Named By: S. M. Kurzanov & H. Osmolska in 1991
Time Period: Late Cretaceous, 69 Ma
Location: Mongolia - Nemegt Formation
Size: Metatarsus 24.2 centimetres long. Second metatarsal 22.2 centimetres long. Precise body length unknown
Diet: Carnivore
Fossil(s): Metatarsal and metatarsus (foot bones)
Classification: | Chordata | Reptilia | Dinosauria | Saurischia | Thropoda | Deinonychosauria | Troodontidae |

Tochisaurus (meaning "Ostrich lizard") is a genus of small troodontid theropod dinosaur from the Late Cretaceous Period of Mongolia. The type (and only named) species is Tochisaurus nemegtensis.

In 1948, a Soviet-Mongolian expedition found the remains of a small theropod in the Gobi Desert near Nemegt. In 1987 the find was reported by Sergei Kurzanov and later that year discussed by Halszka Osmolska who suggested it could represent a specimen of the troodontid Borogovia.

Later Osmolska understood it was a species new to science. It was formalized by Kurzanov and Osmolska in 1991 as Tochisaurus nemegtensis. The generic name is derived from Mongolian toch', "ostrich", in reference to the fact that the foot, like with that bird, is functionally didactyl, i.e. has only two weight-bearing toes. The specific name refers to the Nemegt.

Its holotype fossil, PIN 551-224, was found in a layer of the Nemegt Formation, dating from the early Maastrichtian, about 69 million years old. It consists solely of the (left) metatarsus, the first discovered of an Asian troodontid. The first metatarsal is missing. The top of the fossil shows some damage that was originally somewhat inexpertly restored.
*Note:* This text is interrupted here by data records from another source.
PR #203, opened 2023-06-09
bugfix Update definition.py

evanmays:
Looks like small typo


Cito (approved):
Thank you, well spotted.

Tochisaurus is a bipedal dinosaur. The metatarsus has a length of 242 millimetres, showing it was a relatively large troodontid. The second metatarsal, 222 millimetres long, is very reduced and narrow. The joint surface on top of the metatarsus is sloped forward and downward.

Based on the partial fossils, Tochisaurus is thought to have been a member of the Troodontidae.